**WHAT YOU ARE ASKED TO DO:**
Among the entries below, find the line with "thomasplevy, line 379: file", then quote it and each following line up to and including the line with "thomasplevy: We can", and nothing else.

※ ※ ※

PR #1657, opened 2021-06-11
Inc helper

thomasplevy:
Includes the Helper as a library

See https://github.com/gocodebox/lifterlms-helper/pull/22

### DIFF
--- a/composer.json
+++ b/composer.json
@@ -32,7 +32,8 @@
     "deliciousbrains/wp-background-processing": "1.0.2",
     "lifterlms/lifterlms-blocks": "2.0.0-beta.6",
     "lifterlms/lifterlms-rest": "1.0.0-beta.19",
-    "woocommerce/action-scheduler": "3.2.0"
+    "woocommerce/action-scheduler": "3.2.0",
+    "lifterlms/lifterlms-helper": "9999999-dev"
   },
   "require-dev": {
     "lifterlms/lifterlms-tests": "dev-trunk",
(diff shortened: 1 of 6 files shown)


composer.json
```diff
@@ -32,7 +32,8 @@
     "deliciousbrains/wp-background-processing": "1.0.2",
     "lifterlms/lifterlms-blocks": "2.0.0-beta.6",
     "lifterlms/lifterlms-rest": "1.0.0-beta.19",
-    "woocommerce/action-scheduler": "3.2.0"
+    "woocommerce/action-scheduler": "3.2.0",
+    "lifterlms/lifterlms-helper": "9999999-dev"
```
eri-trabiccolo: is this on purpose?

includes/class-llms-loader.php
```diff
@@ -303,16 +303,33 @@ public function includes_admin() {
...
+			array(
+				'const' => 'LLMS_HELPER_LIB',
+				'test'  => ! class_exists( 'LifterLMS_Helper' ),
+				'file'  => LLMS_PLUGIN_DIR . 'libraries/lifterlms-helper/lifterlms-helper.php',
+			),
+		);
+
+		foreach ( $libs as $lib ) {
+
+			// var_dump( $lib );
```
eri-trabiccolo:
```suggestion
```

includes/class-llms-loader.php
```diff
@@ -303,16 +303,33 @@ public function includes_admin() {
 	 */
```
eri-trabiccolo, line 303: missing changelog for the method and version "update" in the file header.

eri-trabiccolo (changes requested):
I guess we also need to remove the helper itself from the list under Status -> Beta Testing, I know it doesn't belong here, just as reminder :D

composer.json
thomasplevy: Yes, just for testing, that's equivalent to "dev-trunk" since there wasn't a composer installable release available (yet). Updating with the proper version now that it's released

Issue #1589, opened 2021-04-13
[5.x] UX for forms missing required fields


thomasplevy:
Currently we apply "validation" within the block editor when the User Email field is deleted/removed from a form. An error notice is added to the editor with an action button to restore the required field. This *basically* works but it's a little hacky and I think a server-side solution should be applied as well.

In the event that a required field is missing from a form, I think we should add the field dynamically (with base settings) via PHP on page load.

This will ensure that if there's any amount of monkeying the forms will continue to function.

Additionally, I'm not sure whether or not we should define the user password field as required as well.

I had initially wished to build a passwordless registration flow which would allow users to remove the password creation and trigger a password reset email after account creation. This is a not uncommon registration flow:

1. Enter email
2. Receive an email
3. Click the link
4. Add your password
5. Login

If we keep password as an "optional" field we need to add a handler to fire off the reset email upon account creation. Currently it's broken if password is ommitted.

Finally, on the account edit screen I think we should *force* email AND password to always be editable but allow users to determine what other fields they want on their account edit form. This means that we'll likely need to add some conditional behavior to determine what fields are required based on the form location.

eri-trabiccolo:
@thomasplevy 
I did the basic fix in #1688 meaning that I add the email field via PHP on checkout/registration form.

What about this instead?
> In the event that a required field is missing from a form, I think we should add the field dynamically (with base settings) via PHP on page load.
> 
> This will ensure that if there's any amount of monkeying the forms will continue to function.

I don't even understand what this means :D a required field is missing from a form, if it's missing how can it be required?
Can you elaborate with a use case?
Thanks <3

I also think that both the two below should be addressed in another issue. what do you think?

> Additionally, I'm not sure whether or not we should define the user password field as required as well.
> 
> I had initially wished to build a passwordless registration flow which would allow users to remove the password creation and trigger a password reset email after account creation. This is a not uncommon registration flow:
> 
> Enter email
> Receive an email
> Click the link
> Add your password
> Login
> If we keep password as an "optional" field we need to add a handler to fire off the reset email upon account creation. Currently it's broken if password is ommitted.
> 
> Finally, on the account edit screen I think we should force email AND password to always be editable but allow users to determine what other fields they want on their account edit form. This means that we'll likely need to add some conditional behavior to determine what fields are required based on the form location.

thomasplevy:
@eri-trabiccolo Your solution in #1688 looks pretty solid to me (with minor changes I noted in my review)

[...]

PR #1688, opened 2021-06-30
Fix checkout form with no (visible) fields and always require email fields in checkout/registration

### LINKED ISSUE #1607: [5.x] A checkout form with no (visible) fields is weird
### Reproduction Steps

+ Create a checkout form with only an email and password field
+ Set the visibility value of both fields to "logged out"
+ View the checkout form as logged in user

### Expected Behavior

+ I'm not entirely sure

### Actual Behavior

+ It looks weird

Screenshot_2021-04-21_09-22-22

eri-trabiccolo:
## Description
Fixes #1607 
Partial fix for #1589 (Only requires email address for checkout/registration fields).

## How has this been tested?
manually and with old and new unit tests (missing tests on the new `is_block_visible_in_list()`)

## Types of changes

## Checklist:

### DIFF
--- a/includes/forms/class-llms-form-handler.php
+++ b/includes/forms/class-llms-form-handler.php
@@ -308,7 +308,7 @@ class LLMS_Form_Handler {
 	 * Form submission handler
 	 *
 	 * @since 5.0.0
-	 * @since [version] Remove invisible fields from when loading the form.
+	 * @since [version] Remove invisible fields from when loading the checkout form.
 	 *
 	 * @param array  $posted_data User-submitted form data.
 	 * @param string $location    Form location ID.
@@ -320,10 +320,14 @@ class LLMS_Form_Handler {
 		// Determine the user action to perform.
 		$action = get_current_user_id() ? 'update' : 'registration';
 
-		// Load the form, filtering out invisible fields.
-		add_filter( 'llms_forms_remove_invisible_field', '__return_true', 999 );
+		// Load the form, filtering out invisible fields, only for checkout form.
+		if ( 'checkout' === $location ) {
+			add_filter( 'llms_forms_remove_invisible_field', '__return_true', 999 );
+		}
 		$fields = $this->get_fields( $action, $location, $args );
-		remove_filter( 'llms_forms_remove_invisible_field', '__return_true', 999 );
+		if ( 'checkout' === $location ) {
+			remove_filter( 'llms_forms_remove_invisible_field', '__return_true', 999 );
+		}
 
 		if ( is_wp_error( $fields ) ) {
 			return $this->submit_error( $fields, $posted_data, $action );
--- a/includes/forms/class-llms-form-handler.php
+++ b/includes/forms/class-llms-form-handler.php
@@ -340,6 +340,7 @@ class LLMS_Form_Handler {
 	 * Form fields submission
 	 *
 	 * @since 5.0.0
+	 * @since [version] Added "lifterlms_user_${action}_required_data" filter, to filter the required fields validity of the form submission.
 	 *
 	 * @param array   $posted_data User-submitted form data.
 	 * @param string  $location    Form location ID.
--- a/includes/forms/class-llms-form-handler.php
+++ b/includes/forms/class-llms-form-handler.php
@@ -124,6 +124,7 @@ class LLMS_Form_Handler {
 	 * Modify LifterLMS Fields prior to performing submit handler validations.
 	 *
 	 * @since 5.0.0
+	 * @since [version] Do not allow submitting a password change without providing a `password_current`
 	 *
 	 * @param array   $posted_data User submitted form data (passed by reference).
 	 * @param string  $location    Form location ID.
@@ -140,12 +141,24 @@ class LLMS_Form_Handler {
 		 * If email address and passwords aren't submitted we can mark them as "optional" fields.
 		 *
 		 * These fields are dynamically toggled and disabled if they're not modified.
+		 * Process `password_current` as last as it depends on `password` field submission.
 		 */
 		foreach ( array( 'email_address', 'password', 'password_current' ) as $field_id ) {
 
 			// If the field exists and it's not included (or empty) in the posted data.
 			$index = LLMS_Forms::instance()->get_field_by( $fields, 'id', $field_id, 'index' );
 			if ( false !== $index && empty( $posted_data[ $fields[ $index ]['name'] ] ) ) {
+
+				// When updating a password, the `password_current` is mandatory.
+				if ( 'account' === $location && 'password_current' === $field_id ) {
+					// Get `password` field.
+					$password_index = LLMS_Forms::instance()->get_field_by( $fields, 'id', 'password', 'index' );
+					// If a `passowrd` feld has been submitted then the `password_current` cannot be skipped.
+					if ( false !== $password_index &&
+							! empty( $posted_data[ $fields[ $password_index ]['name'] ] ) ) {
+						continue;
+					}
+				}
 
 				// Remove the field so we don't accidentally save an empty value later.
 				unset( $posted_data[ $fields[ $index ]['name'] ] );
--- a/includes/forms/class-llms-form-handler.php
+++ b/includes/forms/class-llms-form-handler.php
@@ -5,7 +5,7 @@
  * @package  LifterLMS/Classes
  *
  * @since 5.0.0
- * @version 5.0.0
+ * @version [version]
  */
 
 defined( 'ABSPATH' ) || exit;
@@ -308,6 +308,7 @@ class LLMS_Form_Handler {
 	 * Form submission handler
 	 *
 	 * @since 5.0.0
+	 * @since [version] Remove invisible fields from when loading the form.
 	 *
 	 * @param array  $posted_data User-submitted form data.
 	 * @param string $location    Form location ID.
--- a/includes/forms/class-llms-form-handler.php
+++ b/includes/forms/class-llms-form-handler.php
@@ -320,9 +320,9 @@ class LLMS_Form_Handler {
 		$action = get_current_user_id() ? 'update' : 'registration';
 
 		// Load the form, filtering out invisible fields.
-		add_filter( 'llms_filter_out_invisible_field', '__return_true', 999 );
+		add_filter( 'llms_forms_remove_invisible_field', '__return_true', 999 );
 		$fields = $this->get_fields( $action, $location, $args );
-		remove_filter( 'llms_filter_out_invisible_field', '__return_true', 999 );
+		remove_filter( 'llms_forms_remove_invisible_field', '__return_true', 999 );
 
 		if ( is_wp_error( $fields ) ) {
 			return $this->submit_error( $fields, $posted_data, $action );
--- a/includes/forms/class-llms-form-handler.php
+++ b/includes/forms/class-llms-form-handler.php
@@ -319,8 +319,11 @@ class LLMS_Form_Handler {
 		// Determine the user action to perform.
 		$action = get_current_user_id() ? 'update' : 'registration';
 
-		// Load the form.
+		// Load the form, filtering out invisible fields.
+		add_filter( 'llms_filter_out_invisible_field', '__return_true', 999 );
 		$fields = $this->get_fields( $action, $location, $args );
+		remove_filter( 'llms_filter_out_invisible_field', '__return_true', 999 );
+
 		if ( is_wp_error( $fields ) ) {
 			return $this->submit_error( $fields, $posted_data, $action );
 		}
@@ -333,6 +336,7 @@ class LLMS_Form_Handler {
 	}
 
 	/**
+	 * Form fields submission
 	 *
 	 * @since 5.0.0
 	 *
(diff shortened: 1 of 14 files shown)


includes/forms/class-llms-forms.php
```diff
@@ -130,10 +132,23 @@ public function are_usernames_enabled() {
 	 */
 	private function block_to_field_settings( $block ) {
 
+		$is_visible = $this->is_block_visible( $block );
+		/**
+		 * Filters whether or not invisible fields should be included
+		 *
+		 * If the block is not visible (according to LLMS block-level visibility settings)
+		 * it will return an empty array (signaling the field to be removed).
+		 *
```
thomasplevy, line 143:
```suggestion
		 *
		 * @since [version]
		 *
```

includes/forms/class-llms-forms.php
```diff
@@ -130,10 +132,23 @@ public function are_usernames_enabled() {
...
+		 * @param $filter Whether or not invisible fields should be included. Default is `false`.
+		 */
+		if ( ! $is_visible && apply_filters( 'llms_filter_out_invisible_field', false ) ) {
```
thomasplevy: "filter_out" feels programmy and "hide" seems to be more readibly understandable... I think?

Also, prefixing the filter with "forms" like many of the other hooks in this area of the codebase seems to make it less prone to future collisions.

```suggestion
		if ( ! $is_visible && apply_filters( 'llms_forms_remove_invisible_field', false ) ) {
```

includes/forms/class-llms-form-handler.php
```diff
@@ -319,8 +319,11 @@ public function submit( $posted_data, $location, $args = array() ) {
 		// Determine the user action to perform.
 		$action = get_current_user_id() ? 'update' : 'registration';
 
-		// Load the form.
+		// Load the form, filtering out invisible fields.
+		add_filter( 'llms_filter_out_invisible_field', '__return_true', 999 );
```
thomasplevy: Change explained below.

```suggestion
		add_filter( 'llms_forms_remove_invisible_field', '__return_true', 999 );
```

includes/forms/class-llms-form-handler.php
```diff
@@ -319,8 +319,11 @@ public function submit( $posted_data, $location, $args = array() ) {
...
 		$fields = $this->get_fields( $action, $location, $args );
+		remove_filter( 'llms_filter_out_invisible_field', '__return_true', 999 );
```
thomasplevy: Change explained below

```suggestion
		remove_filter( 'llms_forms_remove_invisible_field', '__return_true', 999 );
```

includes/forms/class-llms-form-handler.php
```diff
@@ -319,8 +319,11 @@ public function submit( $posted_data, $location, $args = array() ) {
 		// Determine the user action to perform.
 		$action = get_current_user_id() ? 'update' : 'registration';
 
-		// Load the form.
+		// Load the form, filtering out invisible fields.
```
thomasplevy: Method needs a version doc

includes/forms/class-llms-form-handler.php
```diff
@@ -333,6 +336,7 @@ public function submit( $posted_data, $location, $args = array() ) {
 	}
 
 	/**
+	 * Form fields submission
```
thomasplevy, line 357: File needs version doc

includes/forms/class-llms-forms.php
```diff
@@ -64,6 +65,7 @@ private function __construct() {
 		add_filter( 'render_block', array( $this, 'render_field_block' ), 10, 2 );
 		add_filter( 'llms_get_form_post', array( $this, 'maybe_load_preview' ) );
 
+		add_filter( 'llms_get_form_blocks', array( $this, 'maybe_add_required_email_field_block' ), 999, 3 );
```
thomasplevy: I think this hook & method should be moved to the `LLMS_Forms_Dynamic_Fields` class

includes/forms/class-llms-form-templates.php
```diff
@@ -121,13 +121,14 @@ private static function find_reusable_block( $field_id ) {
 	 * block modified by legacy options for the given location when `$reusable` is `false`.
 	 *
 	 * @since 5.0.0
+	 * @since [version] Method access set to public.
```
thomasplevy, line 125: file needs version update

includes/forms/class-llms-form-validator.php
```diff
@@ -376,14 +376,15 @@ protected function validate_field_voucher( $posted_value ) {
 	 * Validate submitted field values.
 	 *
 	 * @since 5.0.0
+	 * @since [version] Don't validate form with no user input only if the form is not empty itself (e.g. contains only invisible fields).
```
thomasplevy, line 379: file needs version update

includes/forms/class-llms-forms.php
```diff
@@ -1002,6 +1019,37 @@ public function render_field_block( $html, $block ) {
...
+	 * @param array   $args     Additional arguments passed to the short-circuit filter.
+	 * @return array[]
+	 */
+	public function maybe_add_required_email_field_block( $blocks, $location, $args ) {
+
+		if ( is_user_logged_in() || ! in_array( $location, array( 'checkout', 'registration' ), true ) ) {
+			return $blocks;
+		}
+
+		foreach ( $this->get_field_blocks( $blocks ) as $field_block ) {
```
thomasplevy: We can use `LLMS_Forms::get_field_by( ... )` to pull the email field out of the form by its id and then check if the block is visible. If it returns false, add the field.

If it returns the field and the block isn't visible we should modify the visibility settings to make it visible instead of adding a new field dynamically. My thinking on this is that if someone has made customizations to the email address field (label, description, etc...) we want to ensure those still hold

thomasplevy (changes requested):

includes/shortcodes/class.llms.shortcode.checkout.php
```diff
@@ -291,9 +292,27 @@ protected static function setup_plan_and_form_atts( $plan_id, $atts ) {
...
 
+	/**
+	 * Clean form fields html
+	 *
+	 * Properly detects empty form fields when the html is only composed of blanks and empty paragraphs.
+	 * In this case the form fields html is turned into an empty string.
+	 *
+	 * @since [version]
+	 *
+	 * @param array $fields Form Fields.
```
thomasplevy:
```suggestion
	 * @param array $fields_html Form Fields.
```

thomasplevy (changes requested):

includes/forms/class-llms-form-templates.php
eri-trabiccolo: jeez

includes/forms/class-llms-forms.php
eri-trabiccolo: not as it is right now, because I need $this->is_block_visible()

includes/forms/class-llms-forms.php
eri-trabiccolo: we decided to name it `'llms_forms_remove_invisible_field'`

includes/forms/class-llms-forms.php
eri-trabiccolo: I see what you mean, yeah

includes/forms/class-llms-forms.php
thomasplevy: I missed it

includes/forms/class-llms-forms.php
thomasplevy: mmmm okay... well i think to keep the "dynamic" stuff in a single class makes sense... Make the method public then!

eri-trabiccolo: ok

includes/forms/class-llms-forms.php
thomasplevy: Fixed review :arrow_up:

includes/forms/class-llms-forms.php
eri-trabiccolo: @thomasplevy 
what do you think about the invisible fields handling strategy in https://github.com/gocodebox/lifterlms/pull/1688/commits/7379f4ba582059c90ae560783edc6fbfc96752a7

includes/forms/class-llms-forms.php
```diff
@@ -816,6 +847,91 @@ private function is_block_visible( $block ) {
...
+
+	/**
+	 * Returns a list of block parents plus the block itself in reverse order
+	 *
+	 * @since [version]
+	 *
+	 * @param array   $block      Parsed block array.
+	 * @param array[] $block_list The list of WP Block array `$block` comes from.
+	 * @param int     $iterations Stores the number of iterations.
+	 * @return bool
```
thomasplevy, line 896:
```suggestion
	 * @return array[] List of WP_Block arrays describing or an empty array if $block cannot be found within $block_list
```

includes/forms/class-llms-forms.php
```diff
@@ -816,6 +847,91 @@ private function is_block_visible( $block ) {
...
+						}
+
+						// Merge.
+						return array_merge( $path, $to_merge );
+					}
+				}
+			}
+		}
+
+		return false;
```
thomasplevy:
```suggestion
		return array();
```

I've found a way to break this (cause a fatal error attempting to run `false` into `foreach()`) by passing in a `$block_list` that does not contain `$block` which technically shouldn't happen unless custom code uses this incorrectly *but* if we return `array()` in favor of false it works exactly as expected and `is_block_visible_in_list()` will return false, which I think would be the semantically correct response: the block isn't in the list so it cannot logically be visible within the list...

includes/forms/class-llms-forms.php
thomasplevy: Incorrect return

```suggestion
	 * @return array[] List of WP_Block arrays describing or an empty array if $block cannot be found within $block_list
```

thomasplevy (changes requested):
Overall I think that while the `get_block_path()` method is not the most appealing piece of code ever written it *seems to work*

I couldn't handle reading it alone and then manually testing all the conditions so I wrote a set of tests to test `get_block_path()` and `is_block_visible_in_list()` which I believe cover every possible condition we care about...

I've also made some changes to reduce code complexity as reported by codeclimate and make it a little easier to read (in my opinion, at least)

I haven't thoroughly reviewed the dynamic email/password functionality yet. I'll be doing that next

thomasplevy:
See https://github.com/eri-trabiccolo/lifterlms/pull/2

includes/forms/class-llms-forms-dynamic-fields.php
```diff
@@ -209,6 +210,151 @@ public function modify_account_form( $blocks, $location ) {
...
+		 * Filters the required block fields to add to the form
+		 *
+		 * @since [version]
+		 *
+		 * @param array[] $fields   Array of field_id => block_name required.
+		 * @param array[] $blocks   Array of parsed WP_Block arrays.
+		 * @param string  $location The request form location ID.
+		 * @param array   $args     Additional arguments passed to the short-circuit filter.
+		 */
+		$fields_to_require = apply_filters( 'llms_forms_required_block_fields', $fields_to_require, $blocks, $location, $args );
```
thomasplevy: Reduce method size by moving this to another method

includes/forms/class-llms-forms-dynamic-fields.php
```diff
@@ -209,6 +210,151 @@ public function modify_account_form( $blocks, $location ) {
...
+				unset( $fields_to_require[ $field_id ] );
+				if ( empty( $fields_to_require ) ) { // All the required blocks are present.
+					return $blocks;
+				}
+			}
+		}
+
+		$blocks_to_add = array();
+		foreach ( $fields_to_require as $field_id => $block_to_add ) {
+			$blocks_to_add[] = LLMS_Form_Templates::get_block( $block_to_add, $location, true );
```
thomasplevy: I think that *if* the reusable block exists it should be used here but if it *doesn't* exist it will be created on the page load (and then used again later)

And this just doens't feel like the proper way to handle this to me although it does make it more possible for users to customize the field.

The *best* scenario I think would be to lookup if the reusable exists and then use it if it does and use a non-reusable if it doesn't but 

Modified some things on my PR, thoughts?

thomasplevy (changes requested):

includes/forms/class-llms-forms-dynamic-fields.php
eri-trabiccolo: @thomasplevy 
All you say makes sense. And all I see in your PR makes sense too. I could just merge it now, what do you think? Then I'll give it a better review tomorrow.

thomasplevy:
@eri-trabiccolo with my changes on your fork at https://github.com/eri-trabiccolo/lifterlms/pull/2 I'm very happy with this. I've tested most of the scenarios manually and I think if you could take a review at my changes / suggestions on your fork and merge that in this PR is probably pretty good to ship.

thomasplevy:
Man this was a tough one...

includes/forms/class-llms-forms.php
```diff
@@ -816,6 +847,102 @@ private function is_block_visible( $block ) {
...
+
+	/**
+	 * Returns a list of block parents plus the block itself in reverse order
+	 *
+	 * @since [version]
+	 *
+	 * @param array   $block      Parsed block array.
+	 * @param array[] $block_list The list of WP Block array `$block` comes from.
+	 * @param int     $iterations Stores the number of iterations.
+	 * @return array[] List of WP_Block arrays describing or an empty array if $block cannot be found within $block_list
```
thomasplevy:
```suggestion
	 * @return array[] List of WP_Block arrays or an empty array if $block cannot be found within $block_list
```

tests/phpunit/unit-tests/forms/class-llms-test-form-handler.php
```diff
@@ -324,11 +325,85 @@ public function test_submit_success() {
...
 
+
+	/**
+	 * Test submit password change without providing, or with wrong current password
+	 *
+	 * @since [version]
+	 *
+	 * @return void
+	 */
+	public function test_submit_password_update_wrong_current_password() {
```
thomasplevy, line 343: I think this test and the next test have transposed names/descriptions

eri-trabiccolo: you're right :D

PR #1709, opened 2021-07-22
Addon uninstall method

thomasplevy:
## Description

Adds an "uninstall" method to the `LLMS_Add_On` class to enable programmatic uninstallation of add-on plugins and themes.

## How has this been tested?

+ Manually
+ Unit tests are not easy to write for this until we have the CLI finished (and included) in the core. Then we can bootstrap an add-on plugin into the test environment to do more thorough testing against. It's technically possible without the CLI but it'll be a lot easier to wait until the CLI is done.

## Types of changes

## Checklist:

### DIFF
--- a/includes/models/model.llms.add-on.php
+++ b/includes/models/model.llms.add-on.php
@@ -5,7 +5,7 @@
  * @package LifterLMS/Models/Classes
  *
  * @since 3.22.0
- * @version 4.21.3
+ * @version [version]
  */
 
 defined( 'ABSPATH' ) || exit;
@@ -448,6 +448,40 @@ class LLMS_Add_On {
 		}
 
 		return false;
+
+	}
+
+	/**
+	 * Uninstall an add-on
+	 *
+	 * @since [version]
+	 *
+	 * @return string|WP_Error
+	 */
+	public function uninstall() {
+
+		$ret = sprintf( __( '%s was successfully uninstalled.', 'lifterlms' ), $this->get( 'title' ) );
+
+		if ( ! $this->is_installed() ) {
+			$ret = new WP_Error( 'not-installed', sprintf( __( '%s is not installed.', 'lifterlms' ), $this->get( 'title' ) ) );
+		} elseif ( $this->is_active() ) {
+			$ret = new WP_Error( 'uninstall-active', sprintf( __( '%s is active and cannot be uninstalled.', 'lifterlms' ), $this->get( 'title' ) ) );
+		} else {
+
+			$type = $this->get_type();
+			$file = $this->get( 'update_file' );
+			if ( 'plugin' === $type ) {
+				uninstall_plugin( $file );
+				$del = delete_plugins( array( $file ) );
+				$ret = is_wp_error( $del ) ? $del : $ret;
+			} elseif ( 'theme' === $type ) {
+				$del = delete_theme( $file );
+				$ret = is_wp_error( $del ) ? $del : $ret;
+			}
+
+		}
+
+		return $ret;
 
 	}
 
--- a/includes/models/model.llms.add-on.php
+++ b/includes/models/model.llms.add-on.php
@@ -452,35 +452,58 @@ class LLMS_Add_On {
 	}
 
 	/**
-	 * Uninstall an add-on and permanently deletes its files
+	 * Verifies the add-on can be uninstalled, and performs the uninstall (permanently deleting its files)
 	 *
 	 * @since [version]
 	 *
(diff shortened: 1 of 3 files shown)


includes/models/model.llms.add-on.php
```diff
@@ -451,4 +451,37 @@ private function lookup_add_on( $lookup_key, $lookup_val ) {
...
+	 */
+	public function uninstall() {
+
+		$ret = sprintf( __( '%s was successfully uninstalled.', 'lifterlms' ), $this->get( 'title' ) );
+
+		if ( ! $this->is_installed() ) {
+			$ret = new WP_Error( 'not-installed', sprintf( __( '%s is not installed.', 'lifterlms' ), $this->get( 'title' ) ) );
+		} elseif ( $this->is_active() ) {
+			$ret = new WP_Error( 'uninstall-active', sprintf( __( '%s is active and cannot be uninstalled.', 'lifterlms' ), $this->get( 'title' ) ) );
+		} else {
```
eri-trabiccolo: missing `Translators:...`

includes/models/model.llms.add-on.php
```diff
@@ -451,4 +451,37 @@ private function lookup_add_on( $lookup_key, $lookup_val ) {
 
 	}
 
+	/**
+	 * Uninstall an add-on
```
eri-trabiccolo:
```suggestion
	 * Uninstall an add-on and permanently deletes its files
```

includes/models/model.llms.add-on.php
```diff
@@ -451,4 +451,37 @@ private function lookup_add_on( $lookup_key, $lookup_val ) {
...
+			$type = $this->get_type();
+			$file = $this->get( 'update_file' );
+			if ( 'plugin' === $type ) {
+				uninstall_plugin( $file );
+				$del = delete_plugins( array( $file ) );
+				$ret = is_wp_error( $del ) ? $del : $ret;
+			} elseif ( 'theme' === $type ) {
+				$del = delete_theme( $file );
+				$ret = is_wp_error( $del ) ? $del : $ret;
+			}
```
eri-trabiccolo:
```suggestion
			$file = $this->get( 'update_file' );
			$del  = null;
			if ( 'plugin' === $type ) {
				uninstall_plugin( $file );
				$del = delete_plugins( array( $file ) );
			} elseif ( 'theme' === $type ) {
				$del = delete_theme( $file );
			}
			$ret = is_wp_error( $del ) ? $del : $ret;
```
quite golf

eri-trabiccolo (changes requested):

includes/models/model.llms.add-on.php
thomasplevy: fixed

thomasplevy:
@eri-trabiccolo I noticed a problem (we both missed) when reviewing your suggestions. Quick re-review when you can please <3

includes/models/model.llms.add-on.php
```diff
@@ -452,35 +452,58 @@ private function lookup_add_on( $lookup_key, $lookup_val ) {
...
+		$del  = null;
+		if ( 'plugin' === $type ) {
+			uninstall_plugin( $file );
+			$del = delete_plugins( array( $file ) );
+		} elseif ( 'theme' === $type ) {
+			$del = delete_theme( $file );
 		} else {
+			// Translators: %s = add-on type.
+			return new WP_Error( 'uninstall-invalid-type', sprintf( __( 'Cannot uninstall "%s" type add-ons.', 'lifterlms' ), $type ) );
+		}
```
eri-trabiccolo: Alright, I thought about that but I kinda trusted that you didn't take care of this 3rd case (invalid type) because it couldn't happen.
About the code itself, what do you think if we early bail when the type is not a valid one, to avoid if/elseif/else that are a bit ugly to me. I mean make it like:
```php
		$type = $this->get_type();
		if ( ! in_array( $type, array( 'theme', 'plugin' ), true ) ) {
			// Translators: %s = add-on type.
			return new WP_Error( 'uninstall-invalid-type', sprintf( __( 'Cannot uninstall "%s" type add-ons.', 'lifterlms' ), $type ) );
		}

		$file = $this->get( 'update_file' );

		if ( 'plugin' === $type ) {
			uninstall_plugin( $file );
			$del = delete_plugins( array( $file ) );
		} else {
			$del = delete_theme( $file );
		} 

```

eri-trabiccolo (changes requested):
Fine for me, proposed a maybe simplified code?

※ ※ ※

**EXPECTED ANSWER:**
thomasplevy, line 379: file needs version update

includes/forms/class-llms-forms.php
```diff
@@ -1002,6 +1019,37 @@ public function render_field_block( $html, $block ) {
...
+	 * @param array   $args     Additional arguments passed to the short-circuit filter.
+	 * @return array[]
+	 */
+	public function maybe_add_required_email_field_block( $blocks, $location, $args ) {
+
+		if ( is_user_logged_in() || ! in_array( $location, array( 'checkout', 'registration' ), true ) ) {
+			return $blocks;
+		}
+
+		foreach ( $this->get_field_blocks( $blocks ) as $field_block ) {
```
thomasplevy: We can use `LLMS_Forms::get_field_by( ... )` to pull the email field out of the form by its id and then check if the block is visible. If it returns false, add the field.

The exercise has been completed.